Efficacy, safety, and tolerability of travoprost 0.004% BAK-free versus prior treatment with latanoprost 0.005% in Japanese patients

Objective: To examine the efficacy, safety, and tolerability of travoprost 0.004% benzalkonium chloride (BAK)-free compared with previous use of latanoprost 0.005% in Japanese patients living in the US who had primary open-angle glaucoma or ocular hypertension. Methods: This was an open-label, multicenter, bilateral, intraindividual, and active-controlled study in which 20 Japanese American patients with primary open-angle glaucoma or ocular hypertension who had been on latanoprost 0.005% monotherapy were changed to monotherapy with travoprost 0.004% BAK-free daily for 12 weeks. Patients were administered the same series of tests to evaluate the efficacy, safety, and tolerability of latanoprost at the baseline visit and of travoprost BAK-free at the week 12 visit.

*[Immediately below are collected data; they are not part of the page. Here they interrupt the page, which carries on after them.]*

PR #3283, opened 2026-09-11
fix(gateway): disable JWT expiry for Podman dev

jewzaam:
## Summary

Disable JWT expiry in the local Podman gateway configuration so sandbox tokens remain valid across restarts and long-running local sessions.

## Related Issue
No issue required: localized one-line fix to the local development gateway configuration.

## Changes
- Set the Podman gateway JWT `ttl_secs` to `0`, matching the non-expiring local default.
- Preserve the one-hour expiry used by shared Kubernetes deployments.

## Testing
- `mise run pre-commit` passes

## Checklist


johntmyers:
Can you elaborate more on why this is necessary?

jewzaam:
On a system reboot sandbox containers (podman) are in error state and can't be recovered.  I will move to draft and do some better testing to lock in a reproducer.  I know it works for my setup right now and without it things do not work.. hopefully I can get more prepared in the near future.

Results: No significant difference in mean intraocular pressure (IOP) was observed between latanoprost monotherapy at baseline and travoprost BAK-free monotherapy after 12 weeks (P = 0.76), nor were significant differences noted in mean ocular hyperemia, visual acuity, corneal fluorescein staining, or overall scores from the Ocular Surface Disease Index. Patients had a significantly shorter mean tear breakup time while on latanoprost compared with travoprost BAK-free (P = 0.0094). Significantly more patients preferred travoprost BAK-free monotherapy over latanoprost monotherapy (14 versus 6; P = 0.011). Conclusion: The results of this study suggest that Japanese American patients transitioned from latanoprost 0.005% monotherapy to travoprost 0.004% BAK-free can expect similar IOP control and some improvement in anterior segment signs. This transition study showed a strong patient preference for travoprost BAK-free over latanoprost, at a ratio of more than 2:1.